Repeat all of the entries, please, keeping each line exact.
[Opening Input for this task section]
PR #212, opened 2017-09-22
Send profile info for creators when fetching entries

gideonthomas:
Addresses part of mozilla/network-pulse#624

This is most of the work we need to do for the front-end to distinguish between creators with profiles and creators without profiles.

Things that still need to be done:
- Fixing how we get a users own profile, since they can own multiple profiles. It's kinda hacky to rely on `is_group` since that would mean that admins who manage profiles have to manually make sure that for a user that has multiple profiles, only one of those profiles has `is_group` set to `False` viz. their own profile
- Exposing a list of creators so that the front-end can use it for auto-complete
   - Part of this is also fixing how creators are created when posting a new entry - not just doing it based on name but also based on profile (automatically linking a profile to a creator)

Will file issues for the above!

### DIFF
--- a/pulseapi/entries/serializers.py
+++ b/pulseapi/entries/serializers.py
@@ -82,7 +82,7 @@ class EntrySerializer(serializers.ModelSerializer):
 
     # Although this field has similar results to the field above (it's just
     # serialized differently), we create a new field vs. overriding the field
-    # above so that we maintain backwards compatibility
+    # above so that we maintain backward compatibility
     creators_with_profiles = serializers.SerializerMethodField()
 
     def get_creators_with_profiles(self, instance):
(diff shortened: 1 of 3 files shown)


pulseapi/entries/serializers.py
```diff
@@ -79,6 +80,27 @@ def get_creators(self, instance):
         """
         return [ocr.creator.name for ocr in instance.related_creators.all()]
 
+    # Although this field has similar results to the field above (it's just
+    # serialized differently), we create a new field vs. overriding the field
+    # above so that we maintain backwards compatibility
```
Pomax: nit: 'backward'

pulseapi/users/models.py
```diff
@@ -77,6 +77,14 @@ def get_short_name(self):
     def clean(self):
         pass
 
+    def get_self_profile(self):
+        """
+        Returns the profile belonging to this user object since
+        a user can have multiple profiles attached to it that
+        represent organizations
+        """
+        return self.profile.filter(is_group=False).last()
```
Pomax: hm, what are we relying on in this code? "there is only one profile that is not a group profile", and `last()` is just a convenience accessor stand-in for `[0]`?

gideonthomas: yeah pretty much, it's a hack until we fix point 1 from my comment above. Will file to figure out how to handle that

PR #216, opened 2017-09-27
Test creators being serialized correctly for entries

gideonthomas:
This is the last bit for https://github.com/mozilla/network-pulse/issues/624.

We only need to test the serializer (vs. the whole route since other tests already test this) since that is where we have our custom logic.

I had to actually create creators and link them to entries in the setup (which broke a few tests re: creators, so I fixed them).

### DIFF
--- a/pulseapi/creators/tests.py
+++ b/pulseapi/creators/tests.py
[Closing Input for this task section]
#### [Solution to the exercise]
PR #212, opened 2017-09-22
Send profile info for creators when fetching entries

gideonthomas:
Addresses part of mozilla/network-pulse#624

This is most of the work we need to do for the front-end to distinguish between creators with profiles and creators without profiles.

Things that still need to be done:
- Fixing how we get a users own profile, since they can own multiple profiles. It's kinda hacky to rely on `is_group` since that would mean that admins who manage profiles have to manually make sure that for a user that has multiple profiles, only one of those profiles has `is_group` set to `False` viz. their own profile
- Exposing a list of creators so that the front-end can use it for auto-complete
   - Part of this is also fixing how creators are created when posting a new entry - not just doing it based on name but also based on profile (automatically linking a profile to a creator)

Will file issues for the above!

### DIFF
--- a/pulseapi/entries/serializers.py
+++ b/pulseapi/entries/serializers.py
@@ -82,7 +82,7 @@ class EntrySerializer(serializers.ModelSerializer):
 
     # Although this field has similar results to the field above (it's just
     # serialized differently), we create a new field vs. overriding the field
-    # above so that we maintain backwards compatibility
+    # above so that we maintain backward compatibility
     creators_with_profiles = serializers.SerializerMethodField()
 
     def get_creators_with_profiles(self, instance):
(diff shortened: 1 of 3 files shown)


pulseapi/entries/serializers.py
```diff
@@ -79,6 +80,27 @@ def get_creators(self, instance):
         """
         return [ocr.creator.name for ocr in instance.related_creators.all()]
 
+    # Although this field has similar results to the field above (it's just
+    # serialized differently), we create a new field vs. overriding the field
+    # above so that we maintain backwards compatibility
```
Pomax: nit: 'backward'

pulseapi/users/models.py
```diff
@@ -77,6 +77,14 @@ def get_short_name(self):
     def clean(self):
         pass
 
+    def get_self_profile(self):
+        """
+        Returns the profile belonging to this user object since
+        a user can have multiple profiles attached to it that
+        represent organizations
+        """
+        return self.profile.filter(is_group=False).last()
```
Pomax: hm, what are we relying on in this code? "there is only one profile that is not a group profile", and `last()` is just a convenience accessor stand-in for `[0]`?

gideonthomas: yeah pretty much, it's a hack until we fix point 1 from my comment above. Will file to figure out how to handle that

PR #216, opened 2017-09-27
Test creators being serialized correctly for entries

gideonthomas:
This is the last bit for https://github.com/mozilla/network-pulse/issues/624.

We only need to test the serializer (vs. the whole route since other tests already test this) since that is where we have our custom logic.

I had to actually create creators and link them to entries in the setup (which broke a few tests re: creators, so I fixed them).

### DIFF
--- a/pulseapi/creators/tests.py
+++ b/pulseapi/creators/tests.py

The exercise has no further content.